There is now a file in R’s working directory called posCol.Rdata which you can load directly into R with the load() function.

Then we make a simple scatter plot and make all the colors line up with appropriate Colors. The goal here is simply to be able to identify clustering if there is any. In order to deal with the fact that the cards are ordered by color we’ll randomize them.

posCol <- posCol[sample(nrow(posCol)),]

p <- ggplot(posCol,aes(x=X1,y=X2,color=col))
p + geom_point(size=2) + 
	scale_color_manual(values=c('black','green','red','blue','white'))

MagicColors

You can see some distinct regions of dominance in the image. Red and Blue are are mostly separate, but White shares space with them. Green shares a lot of space with Black.

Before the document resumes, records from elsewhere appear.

PR #401, opened 2026-08-22
[Loom] Materialize unique launch configurations

benvanik:
Model-scale command programs frequently schedule hundreds or thousands of dispatches while reusing only a handful of launch configurations. The static command planner previously cloned the complete configuration body for every dispatch and asked canonicalization and CSE to rediscover that repetition afterward. The final program was compact, but JIT construction time and retained arena storage had already scaled with dispatch count.

This change makes exact launch identity part of schedule consumption. An identity is the concrete kernel definition plus its ordered workload SSA values: equal ranges or similar facts do not imply equality, while repeated uses of the same kernel and SSA tuple do. The planner assigns each scheduled launch an identity ordinal during the traversal it already performs, materializes each unique configuration body once, and projects the resulting direct count or dynamic tuple ordinal back onto every launch row.

The representation is adaptive for the JIT hot path. Up to four unique identities use bounded linear matching and uninitialized stack scratch regardless of dispatch count. A fifth unique identity promotes the set to an open-addressed arena table. Once body construction is complete, tuple compaction reuses those same slots instead of allocating another table, and the scratch result storage is reused when rebuilding the compact return. There are no string identities, IR markers, side dictionaries, or additional module traversals.

On a production-shaped root with 128 dispatches, two configuration bodies, and three exact identities, body construction falls from 1,027 value rows and 643 live operations to 27 value rows and 18 operations. Retained module storage falls from 1,283 value rows to 33. Both paths finish with the same 13 live operations, nine host results, launch order, wave structure, direct counts, and dense tuple ordinals.

Direct unique-body materialization is deliberate for this static product. Building private pure helpers and calls before generic inlining produced the same final body but doubled retained value rows and added planning cost. VM command programs can retain ordinary pure calls because they execute those helpers rather than constructing and immediately erasing an intermediate call graph.

Production-path Loom coverage includes the exact 128-dispatch sharing case and a ten-identity case that crosses both table-growth boundaries. Existing command-product corpus cases continue to pin launch placement and serialized scheduling behavior.

### DIFF
--- a/loom/src/loom/target/arch/cmd/lower/launch_graph.c
+++ b/loom/src/loom/target/arch/cmd/lower/launch_graph.c
@@ -34,37 +34,126 @@ typedef struct loom_cmd_launch_graph_producer_frame_t {
   uint16_t next_operand;
 } loom_cmd_launch_graph_producer_frame_t;
 
-typedef struct loom_cmd_launch_graph_build_t {
+// Non-recursive pure-producer traversal stack.
+typedef struct loom_cmd_launch_graph_producer_stack_t {
+  // Active frames in dependency traversal order.
+  loom_cmd_launch_graph_producer_frame_t* frames;
+  // Number of active frames in |frames|.
+  iree_host_size_t count;
+  // Allocated entry capacity of |frames|.
+  iree_host_size_t capacity;
+} loom_cmd_launch_graph_producer_stack_t;
+
+// Final placement shared by launches with the same exact configuration
+// identity.
+typedef struct loom_cmd_launch_graph_placement_t {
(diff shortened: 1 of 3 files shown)


benvanik:
Closing this draft because the implementation does not meet the design and evidence bar. The structural observation remains valid: launch-configuration construction should not scale with repeated dispatch count. This version, however, couples an unmeasured small-table cutoff to several policies, tests private container boundaries, and does not establish the missing launch-plan ownership boundary or production Qwen qualification. A replacement should start from that ownership and evidence rather than incrementally preserve this implementation.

We can go a bit deeper into this analysis, rather than just rely on what I conclude by eyeballing the scatterplot. The mean position for each color is easy to calculate (if not terribly robust) and we can then compute a distance matrix.

x <- with(posCol,tapply(X1,col,mean))
y <- with(posCol,tapply(X2,col,mean))

mean.pos <- data.frame(x,y)
round(dist(x,y),3)
      B     G     R     U
G 0.082                  
R 0.154 0.094            
U 0.135 0.084 0.161      
W 0.196 0.115 0.123 0.101

The matrix suggests that Green and Black (or maybe Green and Blue) are the most similar Colors in terms of the color palate used for them. By far the most dissimilar are Black and White, although both Red and Blue and Red and Black are close follow ups. By a couple of different metrics it is apparent that Black has the least variability in color while Blue has the most.

We can do a better job of visually checking the variability of the colors positions as well.

CompareColors

We can also use ggplot2 to draw contour lines with the geom_density2d() layer that estimates the density in two dimensions. This makes seeing a middle for each plot much easier.

magiccolorcontour

This makes the incredible similarity in color palate between Green and Black the most apparent. Perhaps surprising for enemy colors.